Collected data:
Issue #14682, opened 2024-12-17
`lxc storage volume <action>` completion issue with snapshots


simondeziel:
Steps to reproduce:

```
$ lxc storage volume create default foo
$ lxc storage volume snapshot default foo
$ lxc storage volume show default custom/foo<tab>
custom/foo                  custom/foo/snapshots/snap0

$ lxc storage volume show default custom/foo/snapshots/snap0 
Error: Invalid snapshot name

$ lxc storage volume show default custom/foo/snap0 
name: snap0
description: ""
content_type: filesystem
created_at: 2024-12-17T22:30:17.958279135Z
expires_at: 0001-01-01T00:00:00Z
config:
  volatile.uuid: 6ea5154a-6c91-4776-ad52-dcc84c4e9211
```

`tl;dr`: there is a bogus `snapshots/` part being added during completion.

PR #14702, opened 2024-12-19
CLI: `lxc storage volume` completion fixes and command description update

kadinsayani:
Fixes https://github.com/canonical/lxd/issues/14682.

Summary of changes:

- Fixes shell completions for `lxc storage volume show`. `GetStoragePoolVolumeNames` returns the full volume name including "/snapshots/", which is incorrect in the context of the CLI. To address this issue, parsing has been added to serve valid completions for snapshot volumes.
- Updates the command description for `lxc storage volume snapshot`.
- Fixes `cmpInstanceSetKeys` logic to provide completions for any instance keys which are currently set, not just prefixed keys.


simondeziel (dismissed):

lxc/completion.go
```diff
@@ -377,12 +375,9 @@ func (g *cmdGlobal) cmpInstanceSetKeys(instanceName string) ([]string, cobra.She
 	for configKey := range instance.Config {
 		// We only want to return the intersection between allInstanceConfigKeys and configKeys to avoid returning the full instance config.
 		_, exists := keySet[configKey]
-		if exists {
-			if shared.StringHasPrefix(configKey, instancetype.ConfigKeyPrefixesAny...) {
-				configKeys = append(configKeys, configKey)
-			} else if instanceType == string(api.InstanceTypeContainer) && shared.StringHasPrefix(configKey, instancetype.ConfigKeyPrefixesContainer...) {
-				configKeys = append(configKeys, configKey)
-			}
+		knownPrefixes := append(instancetype.ConfigKeyPrefixesAny, instancetype.ConfigKeyPrefixesContainer...)
```
tomponline, line 378: why are we building this slice for every iteration of the loop? It seems static?

tomponline, line 378: Separately, so following on from yesterday's comment, it seems like you're already depending on build-time config keys from `instancetype` package, which could differ from the keys supported by the target server (as lxc client version may differ from server version). Here it looks to me like this could end up with a situation where valid keys supported by the server are not suggested by the client, or vice versa.


However, if you've already gone this route here, then why did you go the route of using the metadata `Condition` field in the other PR? It seems to me we should pick one approach for gathering supported keys, either a build-time list (and accept the drawbacks that it may mismatch what is supported) or use the metadata API.

Mixing the approach seems confusing to me.

lxc/completion.go
```diff
@@ -377,12 +375,9 @@ func (g *cmdGlobal) cmpInstanceSetKeys(instanceName string) ([]string, cobra.She
...
+		if exists || strings.HasPrefix(configKey, instancetype.ConfigVolatilePrefix) || shared.StringHasPrefix(configKey, knownPrefixes...) {
```
tomponline, line 379: Also, why are we including the volatile key prefix, should we be encouraging users to change these keys at all?

kadinsayani:
> I'm still concerned with the approaches we're using to gather keys.
> 
> 
> 
> We need to have a single source of truth for config keys and not mix `instancetype` and metadata API sources.

With the addition of improved configuration key validation with https://github.com/canonical/lxd/pull/14584, we actually don't need any validation in `cmpInstanceSetKeys`, since we can assume any set key is valid for an instance type. I'll update this PR to only filter out `volatile.*` keys. Should we also filter out `image.*` keys?

lxc/completion.go
kadinsayani: I don't think `volatile.*` keys should be completed.

kadinsayani:
> I'm still concerned with the approaches we're using to gather keys.
> 
> We need to have a single source of truth for config keys and not mix `instancetype` and metadata API sources.

I've removed the `instancetype` package import. I think we should stick to the metadata API to ensure compatibility.

tomponline (approved):
Thanks!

• EXERCISE DIRECTIONS: Reproduce only the lines above spanning from the line containing "added during completion." through the line containing "- Fixes shell", word for word.

• WRITTEN SOLUTION:
`tl;dr`: there is a bogus `snapshots/` part being added during completion.

PR #14702, opened 2024-12-19
CLI: `lxc storage volume` completion fixes and command description update

kadinsayani:
Fixes https://github.com/canonical/lxd/issues/14682.

Summary of changes:

- Fixes shell completions for `lxc storage volume show`. `GetStoragePoolVolumeNames` returns the full volume name including "/snapshots/", which is incorrect in the context of the CLI. To address this issue, parsing has been added to serve valid completions for snapshot volumes.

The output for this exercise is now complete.